Ebola open data analysis completed

Over the last few weeks I surveyed every bit of available data on the 2014 Ebola Outbreak in West Africa that I could find. There were two major sub-tasks to the survey: broad-search and then dig-into-the-good-stuff.

For the first sub-task, the work started with cataloging the datasets on eboladata.org. I sifted through those 36 (and growing) datasets. My analysis of those can be found on the EbolaMapper wiki at Datasets Listed on eboladata.org. An additional part of this first sub-task was to catalog the datasets available at HDX and NetHope.

I have posted the conclusions of sub-task #1 on the wiki at Recommendations for Data to Use in Web Apps. The humanitarian community seems most comfortable with CSV and Excel spreadsheets. Coming from a web services background I expected a JSON or XML based format, but the humanitarians are not really thinking about web services, although the folks at HDX started on an effort which shows promise. Finally, for data interchange, the best effort within the CVS/spreadsheet space is #HXL.

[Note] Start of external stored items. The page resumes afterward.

PR #2250, opened 2023-03-23
client/asset: add methods for ZCash shielded pools

buck54321:
Add methods for working with shielded pools. Only the client/asset parts are implemented. **client/core** and UI will follow in separate efforts. As such, this API may change.

### DIFF
--- a/client/asset/interface.go
+++ b/client/asset/interface.go
@@ -74,36 +74,38 @@ func (wt WalletTrait) IsWithdrawer() bool {
 	return wt&WalletTraitWithdrawer != 0
 }
 
-// IsSweeper test if the WalletTrait has the WalletTraitSweeper bit set, which
+// IsSweeper tests if the WalletTrait has the WalletTraitSweeper bit set, which
 // indicates the presence of a Sweep method.
 func (wt WalletTrait) IsSweeper() bool {
 	return wt&WalletTraitSweeper != 0
 }
 
-// IsRestorer test if the WalletTrait has the WalletTraitRestorer bit set, which
+// IsRestorer tests if the WalletTrait has the WalletTraitRestorer bit set, which
 // indicates the wallet implements the WalletRestorer interface.
 func (wt WalletTrait) IsRestorer() bool {
 	return wt&WalletTraitRestorer != 0
 }
 
-// IsTxFeeEstimator test if the WalletTrait has the WalletTraitTxFeeEstimator
+// IsTxFeeEstimator tests if the WalletTrait has the WalletTraitTxFeeEstimator
 // bit set, which indicates the wallet implements the TxFeeEstimator interface.
 func (wt WalletTrait) IsTxFeeEstimator() bool {
 	return wt&WalletTraitTxFeeEstimator != 0
 }
 
-// IsPeerManager test if the WalletTrait has the WalletTraitPeerManager bit
+// IsPeerManager tests if the WalletTrait has the WalletTraitPeerManager bit
 // set, which indicates the wallet implements the PeerManager interface.
 func (wt WalletTrait) IsPeerManager() bool {
 	return wt&WalletTraitPeerManager != 0
 }
 
-// IsAuthenticator test if WalletTrait has WalletTraitAuthenticator bit set,
+// IsAuthenticator tests if WalletTrait has WalletTraitAuthenticator bit set,
 // which indicates authentication is required by wallet.
 func (wt WalletTrait) IsAuthenticator() bool {
 	return wt&WalletTraitAuthenticator != 0
 }
 
+// IsShielded tests if the WalletTrait has the WalletTraitShielded bit
+// set, which indicates the wallet implements the ShieldedWallet interface.
 func (wt WalletTrait) IsShielded() bool {
 	return wt&WalletTraitShielded != 0
 }
@@ -855,7 +857,7 @@ type ShieldedWallet interface {
 	// account.
 	ShieldedStatus() (*ShieldedStatus, error)
 	// NewShieldedAddress creates a new shielded address. A shielded address can
-	// be be reused without sacrifice of privacy on-chain, but that doesn't stop
+	// be reused without sacrifice of privacy on-chain, but that doesn't stop
 	// meat-space coordination to reduce privacy.
 	NewShieldedAddress() (string, error)
 	// ShieldFunds moves funds from the transparent account to the shielded
--- a/client/asset/zec/shielded_rpc.go
+++ b/client/asset/zec/shielded_rpc.go
@@ -3,11 +3,20 @@
 
 package zec
 
+import (
+	"decred.org/dcrdex/dex"
+	"github.com/btcsuite/btcd/btcutil"
+)
+
 const (
 	methodZGetAddressForAccount = "z_getaddressforaccount"
 	methodZListUnifiedReceivers = "z_listunifiedreceivers"
 	methodZListAccounts         = "z_listaccounts"
 	methodZGetNewAccount        = "z_getnewaccount"
+	methodZGetBalanceForAccount = "z_getbalanceforaccount"
+	methodZSendMany             = "z_sendmany"
+	methodZValidateAddress      = "z_validateaddress"
+	methodZGetOperationResult   = "z_getoperationresult"
 )
 
 type zListAccountsResult struct {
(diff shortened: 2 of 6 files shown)


client/asset/zec/zec.go
```diff
@@ -185,6 +193,12 @@ func NewWallet(cfg *asset.WalletConfig, logger dex.Logger, net dex.Network) (ass
 		SingularWallet:           true,
 		UnlockSpends:             true,
 		FeeEstimator:             estimateFee,
+		ConnectFunc: func() error {
+			return connect(w)
+		},
+		AddrFunc: func() (btcutil.Address, error) {
+			return transparentAddress(w, addrParams, btcParams)
```
chappjc, line 200: I will look closer at this, but I think I love this capture of the rpcCaller vs the awkwardness we ensure with `estimateFee(ctx context.Context, node btc.RawRequester, ...)`.
Seems like in an other commit we could follow this pattern and eliminate a bunch of cruft like `btc.RawRequester` itself.

client/asset/interface.go
```diff
@@ -814,6 +822,37 @@ type BotWallet interface {
...
+	NewShieldedAddress() (string, error)
+	// ShieldFunds moves funds from the transparent account to the specified
+	// shielded address.
+	ShieldFunds(ctx context.Context, shieldedAddr string, amt uint64) (dex.Bytes, error)
+	// UnshieldFunds moves funds from the specified shielded address to the
+	// transparent account.
+	UnshieldFunds(ctx context.Context, shieldedAddr string, amt uint64) (dex.Bytes, error)
+	// SendShielded sends funds from the specified shielded account to the
+	// provided shielded or transparent address.
+	SendShielded(ctx context.Context, shieldedAddr, toAddr string, amt uint64) (dex.Bytes, error)
```
chappjc, line 853: Since the `Core` changes come next, could you describe the intended flow of funds from deposits and trades into and out of shielded addresses, to effectively achieve mixing presumably?

buck54321: > Since the Core changes come next, could you describe the intended flow of funds from deposits and trades into and out of shielded addresses, to effectively achieve mixing presumably?

Great question! In the lingo I'm trying to normalize, the model goes as such. Every wallet has 2 parts. There's the transparent part, which is the only part that we've known so far. And there's the shielded part = the new secret part. All swap activity will take place on the transparent part. That's why the server will never be involved with this effort. But we can also transfer value into and out of the shielded part (on-chain). Transferring value from the transparent part to the shielded part does not reveal the shielded address. There is no way to view the balance of a shielded address by viewing blockchain data only. Tranferring value from, say, the Orchard shielded pool to another address in the Orchard shielded pool does not reveal the sender, receiver, or amount. This is the highest-security type of value transfer. Any other type of transfer, e.g. Orchard-to-Sapling, Orchard-to-transparent, transparent-to-Sapling, etc. will always reveal the transfer amount, which itself could potentially be used to reduce your anonymity. Any value transfer from or to a transparent address further reduces the anonymity, by revealing a pubkey hash (btc-like security).

Since the shielded address is never parseable from on-chain data, the shielded address can be reused (with some security implications for meat-world collaboration). For this reason, a shielded address is more akin to an "account". We don't need to generate a new address for every shielded transaction. We **can** generate new shielded addresses=accounts at will, but **we can't send value from more that one shielded address=account in a single transaction**. The address=account paradigm has serious implications for UI.


> And also a comment about why the consumer must be aware of this instead of the wallet handling everything itself, with things just being immature for a while, like with DCR.

With DCR in mixing mode, the wallet is assumed to be a properly configured remote dcrwallet instance accessed via RPC. It requires substantial external setup, but is expected to be self-sustaining after that. (When we implement Decred mixing natively to DEX, we will also need to expose more information to the consumer and to add UI elements.)

With ZCash, the situation is quite different, just because of the difference in the models. There is no "automatic" mode. Any use of privacy will require explicit interaction from the user.

martonp: When you say all of the swap activity takes place in the transparent part, do you mean that someone has to unshield manually, do a swap, and then reshield manually? I think creating the swap transaction could itself be an unsheild, and the redeem could be a reshield transaction.

buck54321: I'm not opposed to a shielded-by-default mode, but I don't think it's right for a first approach. It would require modifying virtually every step of the trade process and a deeper integration into the BTC package. It would not be a small undertaking. It's also not what I promised in the prop, so any time put into such an effort would potentially detract from our ability to deliver on other promises.

martonp: Wouldn't the only difference be to change the Swap to get inputs from the shielded pool and the redeem output to be to a shielded pool? Can definitely do it later though if there's time.

martonp: Ah I guess proving you have control of funds to the server would be a challenge.

client/asset/zec/shielded_test.go
```diff
@@ -0,0 +1,136 @@
+//go:build shielded
```
martonp, line 1: You should add this test to the `run_tests.sh` file.

client/asset/zec/shielded_test.go
```diff
@@ -0,0 +1,136 @@
...
+	return string(op), err
+}
+
+func getDeltaWallet(t *testing.T) (*zecWallet, func()) {
+	wi, err := NewWallet(&asset.WalletConfig{
+		Type: walletTypeRPC,
+		Settings: map[string]string{
+			"rpcuser":     "user",
+			"rpcpassword": "pass",
+			"rpcport":     "33770",
```
martonp, line 40: I successfully ran the tests with the `alpha` wallet, but when running with the other wallets I got 
```
rawrequest (getwalletinfo) error: -28: This wallet operation is disabled while reindexing.
```

Might just be an issue on my end.

client/asset/zec/zec.go
```diff
@@ -224,7 +238,229 @@ func NewWallet(cfg *asset.WalletConfig, logger dex.Logger, net dex.Network) (ass
...
+	addrRes, err := zGetAddressForAccount(w, shieldedAcctNumber, []string{orchardAddressType})
+	if err != nil {
+		return "", err
+	}
+	return addrRes.Address, nil
+}
+
+// ShieldFunds moves funds from the transparent account to the specified
+// shielded address.
+func (w *zecWallet) ShieldFunds(ctx context.Context, shieldedAddr string, transparentVal uint64) (dex.Bytes, error) {
```
martonp, line 385: Since we're only doing one account, why should `core` have to deal with the various shielded addresses? It seems like this should just be managed by the wallet and there is no need for a `shieldedAddr` argument.

buck54321: One account can create multiple addresses, but shielded addresses are not single-use like trasnparent addresses, so a shielded address itself acts like an account. Users will be able to create new shielded addresses.

martonp: I assumed you would be able to use the funds from multiple addresses in the same account in the same transaction, since they are all controlled by the same private key. What's the point of having the same public key control the funds of multiple addresses if you can't send them in the same transaction?

client/asset/zec/shielded_test.go
buck54321: That error usually means that a node has not finished its initial sync. Non-alpha zec harness nodes take a while to get caught up after you run the harness. Is that possible?

client/asset/zec/zec.go
```diff
@@ -285,14 +298,171 @@ func connect(c rpcCaller) error {
...
+}
+
+// Balance adds a sum of shielded pool balances to the transparent balance info.
+func (w *zecWallet) Balance() (*asset.Balance, error) {
+	bal, err := w.ExchangeWalletFullNode.Balance()
+	if err != nil {
+		return nil, err
+	}
+
+	bals, err := w.ShieldedBalances()
```
martonp, line 350: Over here you could do a z_getAccountBalance to reduce the amount of rpc calls.

client/asset/zec/zec.go
martonp: I was talking to ChatGPT and it told me that all of the addresses in an account are derived from the same private key, so I assumed you could send funds from multiple addresses in the same tx. Gotta stop talking to ChatGPT lol.

client/asset/zec/shielded_test.go
martonp: Could be, but it was definitely running for a while before I ran the tests. I'll try again though.

client/asset/zec/zec.go
buck54321: So I was wrong. Balances and spending are associated with the account, not the particular address. When using `z_sendmany`, you can provide any address from the account as the `fromaddress` argument. Same thing for the deprecated `z_getbalance` method. Doesn't matter which address you specify, as long as it's from the right account. Had me all confused. Fixed now.

client/asset/zec/shielded_rpc.go
```diff
@@ -52,7 +67,153 @@ type unifiedReceivers struct {
...
+// favoredAddressAndPolicy returns the best address and the associated privacy
+// policy for a unified address.
+func (r *unifiedReceivers) favoredAddressAndPolicy() (string, privacyPolicy, error) {
+	switch {
+	case r.Orchard != "":
+		return r.Orchard, FullPrivacy, nil
+	case r.Sapling != "":
+		return r.Sapling, AllowRevealedRecipients, nil
+	case r.Transparent != "":
+		return r.Transparent, AllowRevealedAmounts, nil
```
chappjc, line 79: Also the context for this method is the *to* address for `z_sendmany`, correct?  
And only when sending *from* a shielded (orchard) address?
So while it feels nice as a method, it seems like a pure helper function for just `(*zecWallet).SendShielded` in zec.go i.e. `func favoredToAddressAndSendPolicy(r *unifiedReceivers)`.

But I think the sapling and transparent policies here are switched.

The docs for `z_sendmany` describe these as

```
- "FullPrivacy": Only allow fully-shielded transactions (involving a single shielded value pool).
- "AllowRevealedAmounts": Allow funds to cross between shielded value pools, revealing the amount
  that crosses pools.
- "AllowRevealedRecipients": Allow transparent recipients. This also implies revealing
  information described under "AllowRevealedAmounts".
- "AllowRevealedSenders": Allow transparent funds to be spent, revealing the sending
  addresses and amounts. This implies revealing information described under "AllowRevealedAmounts".
```

(`AllowRevealedRecipients` and  `AllowRevealedSenders` both imply `AllowRevealedAmounts`.)

If we are sending _to_ a transparent address, I would expect `AllowRevealedRecipients`.  And if we are sending to Sapling, I would expect just `AllowRevealedAmounts`.

client/asset/zec/shielded_rpc.go
```diff
@@ -52,7 +67,153 @@ type unifiedReceivers struct {
...
+				return nil, fmt.Errorf("z_sendmany operation failed: %s", res.Error.Message)
+			}
+			if res.Status == "success" {
+				txid, err := chainhash.NewHashFromStr(res.Result.TxID)
+				if err != nil {
+					return nil, fmt.Errorf("error decoding txid: %w", err)
+				}
+				return txid, nil
+			}
+			fmt.Println("--###########$$$$$$$$$$$$$$$$$$ operation status", res.Status)
```
chappjc, line 194: `Debugf` or remove?  Have you seen this print though?  If it never seems to happen, maybe `Warnf`.

client/asset/zec/zec.go
```diff
@@ -285,14 +294,207 @@ func connect(c rpcCaller) error {
...
+		return nil, asset.ErrInsufficientBalance
+	}
+
+	res, err := zValidateAddress(w, toAddr)
+	if err != nil {
+		return nil, fmt.Errorf("error validating address: %w", err)
+	}
+
+	var priv privacyPolicy
+	if res.AddressType == unifiedAddressType {
```
chappjc, line 477: `switch res.AddressType {` looks cleaner for this.

client/asset/zec/zec.go
```diff
@@ -285,14 +294,207 @@ func connect(c rpcCaller) error {
...
+			return nil, fmt.Errorf("error getting unified receivers: %w", err)
+		}
+		toAddr, priv, err = receivers.favoredAddressAndPolicy()
+		if err != nil {
+			return nil, fmt.Errorf("error parsing unified receiver: %w", err)
+		}
+	} else if res.AddressType == transparentAddressType {
+		priv = AllowRevealedRecipients
+	} else if res.AddressType == saplingAddressType {
+		priv = AllowRevealedAmounts
```
chappjc, line 490: These two policies look right, so I guess they are switched in `receivers.favoredAddressAndPolicy`

client/asset/interface.go
```diff
@@ -814,6 +822,34 @@ type BotWallet interface {
...
+	// NewShieldedAddress creates a new shielded address. A shielded address can
+	// be be reused without sacrifice of privacy on-chain, but that doesn't stop
+	// meat-space coordination to reduce privacy.
+	NewShieldedAddress() (string, error)
+	// ShieldFunds moves funds from the transparent account to the shielded
+	// account.
+	ShieldFunds(ctx context.Context, amt uint64) (dex.Bytes, error)
+	// UnshieldFunds moves funds from the shielded account to the transparent
+	// account.
+	UnshieldFunds(ctx context.Context, amt uint64) (dex.Bytes, error)
```
chappjc, line 847: Why use `dex.Bytes` for these returns?  We should prefer native types like `[]byte` unless there's a good reason, like if we have a struct field as a `dex.Bytes` to it marshalls to hex instead of base64, but I don't see it on these.

client/asset/zec/shielded_test.go
chappjc: On the beta node I saw `This wallet operation is disabled while reindexing` on my first manual RPC to the wallet (a `z_getbalanceforaccount`) even though it had been running for quite a long time.  I wonder if we need to give each node a "tick" from the harness shell script somehow?

client/asset/zec/zec.go
martonp: So ChatGPT was right.

chappjc: :robot:

client/asset/zec/zec.go
```diff
@@ -285,14 +294,207 @@ func connect(c rpcCaller) error {
...
+	if err != nil {
+		return nil, err
+	}
+
+	return status, nil
+}
+
+// Balance adds a sum of shielded pool balances to the transparent balance info.
+func (w *zecWallet) Balance() (*asset.Balance, error) {
+	bal, err := w.ExchangeWalletFullNode.Balance()
```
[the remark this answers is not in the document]
buck54321: Wallets that were used before `getnewaddress` was deprecated will have addresses in a "legacy" account. `getbalance` returns balance of **all** transparent outputs, regardless of account, and including the "legacy" account. I wouldn't even know how to get just the legacy account balance to add to the `z_getbalanceforaccount` result for transparent account 0. Similarly, `listunspent` returns all transparent outputs, regardless of account. The only reason we need an account 0 is because `getnewaddress` is deprecated. I've taken care that addresses produced from the shielded account 1 don't include a transparent receiver, so barring external RPC sabotage, all t addrs will be from legacy or 0. 

Side note: It is unfortunate that you even need to include a shielded address in a unified address, but zcashd requires it, so our account 0 addresses **do** have a shielded receiver, though neither the unified address or the Orchard receiver are ever exposed to the caller.

> EDIT: Oh, I see your impl of zGetBalanceForAccount only gets Orchard balance, ignoring transparent value.

Generalizing that return output would be no problem. I just didn't have a reason yet.

client/asset/zec/shielded_rpc.go
```diff
@@ -52,7 +67,153 @@ type unifiedReceivers struct {
...
+		return "", "", fmt.Errorf("no known receiver types")
+	}
+}
+
 // z_listunifiedreceivers unified_address
 func zGetUnifiedReceivers(c rpcCaller, unifiedAddr string) (receivers *unifiedReceivers, err error) {
 	return receivers, c.CallRPC(methodZListUnifiedReceivers, []interface{}{unifiedAddr}, &receivers)
 }
+
+func zGetBalanceForAccount(c rpcCaller, acct uint32) (uint64, error) {
```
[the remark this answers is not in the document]
buck54321: No.

client/asset/zec/shielded_test.go
chappjc: No luck tweaking zec/harness.sh to fix this long delay.  Hopefully we find a solution, but we might have to live with it.

client/asset/zec/zec.go
```diff
@@ -286,14 +298,253 @@ func connect(c rpcCaller) error {
...
+	if err != nil {
+		return nil, err
+	}
+
+	return status, nil
+}
+
+// Balance adds a sum of shielded pool balances to the transparent balance info.
+func (w *zecWallet) Balance() (*asset.Balance, error) {
+	bal, err := w.ExchangeWalletNoAuth.Balance()
```
chappjc, line 353: I would not object to a brief comment here touching on the "legacy" account concept you mention in https://github.com/decred/dcrdex/pull/2250#discussion_r1174427285, and the desire to aggregate transparent balance from any and all accounts, to match `listunspent`

client/asset/zec/zec.go
```diff
@@ -286,14 +298,253 @@ func connect(c rpcCaller) error {
...
+	return w.sendOne(ctx, anyTAddr, oneAddr, transparentVal, AllowRevealedSenders)
+}
+
+// UnshieldFunds moves funds from the shielded account to the transparent
+// account.
+func (w *zecWallet) UnshieldFunds(ctx context.Context, amt uint64) ([]byte, error) {
+	// lastAddr, err := w.lastShieldedAddress()
+	// if err != nil {
+	// 	return nil, err
+	// }
```
chappjc, line 414: rm?

chappjc (approved):
LGTM!  Just some nits and cleanup, plus a rebase/resolve with the other interface PR in.

client/asset/zec/zec.go
```diff
@@ -507,7 +514,7 @@ func (w *zecWallet) SendShielded(ctx context.Context, toAddr string, amt uint64)
 	if err != nil {
 		return nil, err
 	}
-	const fees = 1000
+	const fees = 1000 // TODO: Update after v4.5.0 which includes ZIP137
```
chappjc, line 517: I think you meant 5.5 :grin:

The second major sub-task centered on hunting down any “hidden” JSON: finding the best visualizations on the web and dissecting them with various web dev-tools in order to ferret out the JSON. That which was found could be considered “private” APIs; it seems that there has not yet been any attempt to come up with a API (JSON and/or XML) for infectious disease records. At best, folks just pass around non-standard but relatively simple CSVs and then manually work out the ETL hassles. My analysis of the web service-y bits can be found on EbolaMapper wiki as well at JSON Ebola2014 Data Found on the Web.

My conclusion from the second sub-task is that the world needs a standard data format for outbreak time series, one which is friendly to both the humanitarian community and to web apps, especially for working with mapping software (read: Leaflet). Someone should do something about that.